- **EXTRACTED DATA**

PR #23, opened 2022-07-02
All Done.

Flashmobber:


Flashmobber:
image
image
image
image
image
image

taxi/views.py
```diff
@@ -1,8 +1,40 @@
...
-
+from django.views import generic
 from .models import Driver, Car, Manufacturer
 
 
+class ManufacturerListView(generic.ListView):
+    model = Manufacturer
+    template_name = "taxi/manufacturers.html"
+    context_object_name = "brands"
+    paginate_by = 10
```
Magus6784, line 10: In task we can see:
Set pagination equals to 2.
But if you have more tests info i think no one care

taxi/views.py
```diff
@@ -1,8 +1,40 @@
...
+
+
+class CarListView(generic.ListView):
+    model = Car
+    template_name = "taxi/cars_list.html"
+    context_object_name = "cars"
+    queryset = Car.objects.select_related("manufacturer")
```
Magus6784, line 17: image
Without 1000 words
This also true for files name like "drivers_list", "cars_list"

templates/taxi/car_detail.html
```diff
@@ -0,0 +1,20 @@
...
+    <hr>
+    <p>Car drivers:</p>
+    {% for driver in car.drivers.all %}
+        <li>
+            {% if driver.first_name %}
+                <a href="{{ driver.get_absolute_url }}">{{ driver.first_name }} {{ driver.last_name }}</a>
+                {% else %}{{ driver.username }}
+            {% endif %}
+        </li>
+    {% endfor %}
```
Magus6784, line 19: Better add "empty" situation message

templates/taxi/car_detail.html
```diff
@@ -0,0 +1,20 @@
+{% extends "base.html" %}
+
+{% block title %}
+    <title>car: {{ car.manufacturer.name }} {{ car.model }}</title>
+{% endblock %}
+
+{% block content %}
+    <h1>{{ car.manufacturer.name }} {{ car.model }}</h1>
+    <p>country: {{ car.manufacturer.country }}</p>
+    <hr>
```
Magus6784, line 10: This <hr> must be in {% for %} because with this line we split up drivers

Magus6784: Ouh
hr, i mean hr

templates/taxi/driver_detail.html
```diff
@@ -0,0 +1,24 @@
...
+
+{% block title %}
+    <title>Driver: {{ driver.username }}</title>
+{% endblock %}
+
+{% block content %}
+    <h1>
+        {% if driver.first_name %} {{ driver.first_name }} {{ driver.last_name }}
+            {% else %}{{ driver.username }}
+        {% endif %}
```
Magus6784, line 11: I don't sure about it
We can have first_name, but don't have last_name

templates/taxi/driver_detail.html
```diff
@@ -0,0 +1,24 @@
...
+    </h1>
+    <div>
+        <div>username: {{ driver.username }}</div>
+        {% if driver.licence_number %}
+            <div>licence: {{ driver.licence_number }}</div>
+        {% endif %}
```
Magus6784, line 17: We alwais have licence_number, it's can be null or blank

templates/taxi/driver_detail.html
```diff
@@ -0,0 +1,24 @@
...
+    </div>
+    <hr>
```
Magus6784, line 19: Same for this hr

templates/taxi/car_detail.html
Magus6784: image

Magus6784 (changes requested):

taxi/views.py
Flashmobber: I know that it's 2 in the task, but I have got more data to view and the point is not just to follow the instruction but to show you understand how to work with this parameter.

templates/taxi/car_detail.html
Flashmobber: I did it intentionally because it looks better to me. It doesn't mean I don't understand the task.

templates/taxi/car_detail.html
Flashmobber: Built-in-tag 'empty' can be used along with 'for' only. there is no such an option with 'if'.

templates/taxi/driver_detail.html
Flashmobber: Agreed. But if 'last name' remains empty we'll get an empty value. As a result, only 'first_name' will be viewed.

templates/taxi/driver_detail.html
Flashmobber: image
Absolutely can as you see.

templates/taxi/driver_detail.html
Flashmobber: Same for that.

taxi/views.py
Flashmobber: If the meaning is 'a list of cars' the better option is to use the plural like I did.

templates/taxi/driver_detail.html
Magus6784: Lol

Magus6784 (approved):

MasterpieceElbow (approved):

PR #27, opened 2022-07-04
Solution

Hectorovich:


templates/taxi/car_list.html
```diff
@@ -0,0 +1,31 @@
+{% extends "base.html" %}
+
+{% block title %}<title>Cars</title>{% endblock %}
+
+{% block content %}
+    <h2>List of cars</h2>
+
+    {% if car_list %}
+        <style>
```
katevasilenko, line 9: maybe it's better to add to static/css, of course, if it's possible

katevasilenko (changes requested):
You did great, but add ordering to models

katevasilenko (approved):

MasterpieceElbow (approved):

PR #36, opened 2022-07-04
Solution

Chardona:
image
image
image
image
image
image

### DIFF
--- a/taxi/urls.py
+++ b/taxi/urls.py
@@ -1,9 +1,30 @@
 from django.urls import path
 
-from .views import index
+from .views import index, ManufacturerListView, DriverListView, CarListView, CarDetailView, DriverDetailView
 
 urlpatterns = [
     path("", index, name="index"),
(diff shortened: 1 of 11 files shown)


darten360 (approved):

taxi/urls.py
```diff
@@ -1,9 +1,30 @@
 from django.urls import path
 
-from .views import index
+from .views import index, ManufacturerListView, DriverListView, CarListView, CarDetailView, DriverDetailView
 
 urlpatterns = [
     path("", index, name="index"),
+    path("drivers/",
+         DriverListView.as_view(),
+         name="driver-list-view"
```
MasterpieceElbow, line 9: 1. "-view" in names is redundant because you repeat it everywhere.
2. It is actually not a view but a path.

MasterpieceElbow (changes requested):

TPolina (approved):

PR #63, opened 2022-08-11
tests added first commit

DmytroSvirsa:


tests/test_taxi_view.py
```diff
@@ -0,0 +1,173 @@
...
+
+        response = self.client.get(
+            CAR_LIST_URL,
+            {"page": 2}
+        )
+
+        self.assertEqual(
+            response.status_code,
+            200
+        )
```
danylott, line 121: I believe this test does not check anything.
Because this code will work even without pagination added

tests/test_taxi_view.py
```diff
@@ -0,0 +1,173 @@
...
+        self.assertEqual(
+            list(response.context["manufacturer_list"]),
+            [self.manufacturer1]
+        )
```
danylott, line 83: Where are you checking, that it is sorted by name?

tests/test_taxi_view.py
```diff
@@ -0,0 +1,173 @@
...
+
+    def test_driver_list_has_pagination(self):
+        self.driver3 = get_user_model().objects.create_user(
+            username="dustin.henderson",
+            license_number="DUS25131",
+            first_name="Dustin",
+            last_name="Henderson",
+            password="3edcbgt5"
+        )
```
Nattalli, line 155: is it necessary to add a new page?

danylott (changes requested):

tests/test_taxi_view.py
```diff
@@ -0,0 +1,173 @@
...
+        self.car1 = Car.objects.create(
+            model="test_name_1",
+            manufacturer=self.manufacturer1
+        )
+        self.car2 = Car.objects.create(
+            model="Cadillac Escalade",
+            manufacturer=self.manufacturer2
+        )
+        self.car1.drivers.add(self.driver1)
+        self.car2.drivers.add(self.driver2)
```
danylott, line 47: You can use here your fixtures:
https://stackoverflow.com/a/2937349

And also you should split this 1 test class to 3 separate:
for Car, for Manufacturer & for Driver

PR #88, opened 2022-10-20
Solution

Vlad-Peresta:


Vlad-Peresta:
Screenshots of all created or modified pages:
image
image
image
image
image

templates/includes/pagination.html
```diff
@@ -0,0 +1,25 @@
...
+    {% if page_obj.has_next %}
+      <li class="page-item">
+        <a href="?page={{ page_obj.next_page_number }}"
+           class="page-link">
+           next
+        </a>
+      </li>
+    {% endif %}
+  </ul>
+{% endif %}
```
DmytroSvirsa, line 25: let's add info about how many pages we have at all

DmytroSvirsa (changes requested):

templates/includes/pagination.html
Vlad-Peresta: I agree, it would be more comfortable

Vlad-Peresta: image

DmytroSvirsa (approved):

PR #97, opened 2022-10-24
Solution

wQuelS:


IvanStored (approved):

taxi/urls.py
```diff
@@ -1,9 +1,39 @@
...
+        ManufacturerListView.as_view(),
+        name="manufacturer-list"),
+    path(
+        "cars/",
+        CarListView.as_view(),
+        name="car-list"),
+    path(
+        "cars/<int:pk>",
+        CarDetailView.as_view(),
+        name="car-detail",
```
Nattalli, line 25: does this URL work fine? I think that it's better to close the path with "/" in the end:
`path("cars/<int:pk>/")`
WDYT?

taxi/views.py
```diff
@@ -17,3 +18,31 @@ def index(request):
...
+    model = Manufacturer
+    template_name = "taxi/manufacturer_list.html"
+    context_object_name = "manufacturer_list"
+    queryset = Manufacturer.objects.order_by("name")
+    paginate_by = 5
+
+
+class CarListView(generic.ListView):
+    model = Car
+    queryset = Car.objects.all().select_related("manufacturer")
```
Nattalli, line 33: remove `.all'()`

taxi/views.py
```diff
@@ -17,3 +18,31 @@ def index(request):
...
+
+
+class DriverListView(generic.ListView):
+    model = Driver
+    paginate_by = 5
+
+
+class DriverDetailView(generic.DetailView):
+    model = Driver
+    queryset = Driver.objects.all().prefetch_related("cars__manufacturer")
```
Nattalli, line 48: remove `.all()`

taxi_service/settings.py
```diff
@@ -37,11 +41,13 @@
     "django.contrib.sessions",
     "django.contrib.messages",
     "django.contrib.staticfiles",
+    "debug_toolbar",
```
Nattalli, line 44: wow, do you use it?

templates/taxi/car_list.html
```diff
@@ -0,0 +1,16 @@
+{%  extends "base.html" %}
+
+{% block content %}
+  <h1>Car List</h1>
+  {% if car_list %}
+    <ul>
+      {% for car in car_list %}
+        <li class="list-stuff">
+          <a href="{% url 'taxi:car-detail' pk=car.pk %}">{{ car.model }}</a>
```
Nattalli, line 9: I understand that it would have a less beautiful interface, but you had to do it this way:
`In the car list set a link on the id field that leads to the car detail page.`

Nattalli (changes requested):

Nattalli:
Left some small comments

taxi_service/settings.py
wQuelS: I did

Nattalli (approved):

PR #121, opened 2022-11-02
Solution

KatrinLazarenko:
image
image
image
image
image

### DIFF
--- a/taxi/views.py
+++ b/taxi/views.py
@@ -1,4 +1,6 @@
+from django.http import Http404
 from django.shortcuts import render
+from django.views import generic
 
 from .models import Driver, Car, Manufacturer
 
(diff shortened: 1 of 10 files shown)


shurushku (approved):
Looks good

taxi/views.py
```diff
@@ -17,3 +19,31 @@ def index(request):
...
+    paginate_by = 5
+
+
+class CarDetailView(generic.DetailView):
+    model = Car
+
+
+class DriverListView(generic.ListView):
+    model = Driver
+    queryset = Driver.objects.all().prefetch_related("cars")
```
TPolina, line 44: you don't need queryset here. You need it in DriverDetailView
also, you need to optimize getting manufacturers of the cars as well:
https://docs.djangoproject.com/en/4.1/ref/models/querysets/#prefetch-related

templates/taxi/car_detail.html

- **TASK BRIEF**
Each line in the records above with "need" must be returned.

- **RESPONSE TO THIS EXERCISE**
TPolina, line 44: you don't need queryset here. You need it in DriverDetailView
also, you need to optimize getting manufacturers of the cars as well:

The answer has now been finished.